Un Suceso Inesperado

Sebastián creyó que aquella iba a ser solo otra zambullida más, pero ese día se encontró con algo que solo conocía por cuentos...
Practicaba buceo desde que era niño y nunca se había topado con algo como aquello, aunque sí conocía muchas historias pero no creía que fueran ciertas. Zarpó del puerto temprano por la mañana. Después de navegar largamente pero sin alejarse mucho de la costa llegó al fin al banco de coral que era su destino. Ancló el bote y se puso su traje de buzo. Llevaba bastante equipo encima porque además de los tanques de aire contaba también con una cámara para sacar fotografías submarinas que era muy grande.  Cuando estuvo listo se arrojó al agua y enseguida vio un mundo multicolor pletórico de vida submarina. 

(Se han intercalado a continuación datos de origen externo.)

PR #3477, opened 2024-10-16
Properly initialize metrics in rpcchainVM

yacovm:
## Why this should be merged

The RPC chain VM gRPC dispatcher initializes the metrics at `Initialize()` but it doesn't need any input from the `Initialize` method's parameters. It's better to initialize the metrics at the construction of the object.

## How this works

Just a refactoring.

## How this was tested

CI

### DIFF
--- a/vms/rpcchainvm/vm_server.go
+++ b/vms/rpcchainvm/vm_server.go
@@ -11,7 +11,6 @@ import (
 	"os"
 	"time"
 
-	"github.com/prometheus/client_golang/prometheus"
 	"github.com/prometheus/client_golang/prometheus/collectors"
 	"google.golang.org/protobuf/types/known/emptypb"
 
@@ -74,7 +73,7 @@ type VMServer struct {
 
 	allowShutdown *utils.Atomic[bool]
 
-	metrics prometheus.Gatherer
+	metrics metrics.MultiGatherer
 	db      database.Database
 	log     logging.Logger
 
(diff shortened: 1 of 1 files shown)


vms/rpcchainvm/vm_server.go
```diff
@@ -87,14 +86,19 @@ type VMServer struct {
...
 	ssVM, _ := vm.(block.StateSyncableVM)
-	return &VMServer{
+	vmSrv := &VMServer{
 		vm:            vm,
 		bVM:           bVM,
 		ssVM:          ssVM,
 		allowShutdown: allowShutdown,
 	}
+
+	vmSrv.metrics = pluginMetrics
```
aaronbuchwald, line 100: Can we switch to just inlining this for the smallest diff? ie. add `metrics: metrics.NewPrefixGatherer()` as the next line in the struct definition?

aaronbuchwald (approved):
Left one nit, then this LGTM

vms/rpcchainvm/vm_server.go
```diff
@@ -87,14 +86,18 @@ type VMServer struct {
 
 // NewServer returns a vm instance connected to a remote vm instance
 func NewServer(vm block.ChainVM, allowShutdown *utils.Atomic[bool]) *VMServer {
+	pluginMetrics := metrics.NewPrefixGatherer()
+
 	bVM, _ := vm.(block.BuildBlockWithContextChainVM)
 	ssVM, _ := vm.(block.StateSyncableVM)
-	return &VMServer{
+	vmSrv := &VMServer{
+		metrics:       pluginMetrics,
```
darioush, line 94: nit: could just be `metrics: metrics.NewPrefixGatherer()`

darioush (approved):

StephenButtolph (approved):

aaronbuchwald:
This fixes a race condition while initializing an instance of the RPCChainVM that triggered a panic in AvalancheGo prior to this PR:

```
/go/pkg/mod/github.com/ava-labs/avalanchego@v1.11.11/vms/rpcchainvm/vm_server.go:563 +0x1a
```

The path that triggered this bug is registering VMClient (reference held by the chain manager) as a gatherer here during `vm.Initialize(...)`: https://github.com/ava-labs/avalanchego/blob/v1.11.11/vms/rpcchainvm/vm_client.go#L159

This is called before calling `Initialize` on the VM server with all of the required arguments from the vm client: https://github.com/ava-labs/avalanchego/blob/v1.11.11/vms/rpcchainvm/vm_client.go#L211. This is before the VM server would have initialized its own metrics field: https://github.com/ava-labs/avalanchego/blob/v1.11.11/vms/rpcchainvm/vm_server.go#L137.

This can trigger a panic because `Gather` can be called at any time, which can call `Gather` on the VMClient as soon as it registers itself and in the middle of `vm.Initialize(...)`.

Los corales tenían diversos colores e incontables formas: algunos parecían ramas de árboles, otros tenían intrincados patrones, como laberintos en miniatura que se desparramaban por las rocas o se amontonaban hacia arriba formando como unos tubos. Y entre todos esos corales nadaba una infinidad de peces. Cardúmenes enteros iban de aquí para allá, se escondían entre el coral, asomaban tímidamente y volvían a salir, mientras algunos más grandes nadaban lentamente más alejados del fondo. 

Allí también nadaban tiburones de arrecife y estos cambiaban continuamente de dirección curvando sus aerodinámicos cuerpos.  Sebastián sabía que no representaban un gran peligro para él pero tenía que mantenerlos vigilados. Otra cosa eran los tiburones blancos, pero rara vez se los veía en aquella zona. 

el buzo se encontraba sacando fotos con su enorme cámara cuando notó algo que llamó su atención. Unos tiburones pequeños nadaban en círculos en torno a algo que estaba detrás de una pared de coral. 
Creyó que seguramente había algún pez herido allí pero igual fue a ver de qué se trataba. La sorpresa que se llevó no fue poca: no era un pez, era una sirena. Tenía la cola enganchada en un coral afilado, y de tanto forcejear por zafarse le había salido un poco de sangre; era un hilo nada más que se disipaba en el agua pero para un tiburón aquello era una invitación a comer. 

Al ver que la sirena estaba en apuros sacó su cuchillo de buceo y, vigilando a la vez a los tiburones intentó cortar el coral que la aprisionaba.   En un primer momento la sirena se asustó con su presencia e intentó huir en vano, pero después pareció comprender que pretendía ayudarla y dejó de agitar los brazos desesperadamente.  Los tiburones seguían rondando y en los círculos que describían algunos se acercaban más hasta casi rozarlos. Ninguno medía más de dos metros pero aparecían de todos lados y eran muchos. Se movían inquietos cambiando de dirección con rápidos movimientos. 
  
Sebastián pretendía cortar el coral con su cuchillo más este era duro. Usando sus manos también logró arrancar una parte pero la sirena aún estaba atrapada.   De pronto los tiburones se alejaron, y un momento después ya no quedaba ninguno. Sebastián supo que aquello no era bueno: habían huido de algo. Empezó a mirar hacia todos lados y lo vio. Nadaba hacia ellos un enorme tiburón blanco. El gigantesco pez pasó unos metros encima de ellos y los cubrió con su sombra. Se alejó un poco y luego giró bajando más. Todavía los estaba examinando. Como todo depredador, era cauteloso. Se acercó con la boca medio abierta y les pasó al lado, amenazante. En ese instante Sebastián lo atacó con el cuchillo y le hizo una raya en la piel. El animal evidentemente sintió aquello, porque giró bruscamente y al hacerlo casi los golpea con su enorme cola. Aquella herida no era nada para el tiburón pero dejaba en claro que no eran unas presas fáciles. 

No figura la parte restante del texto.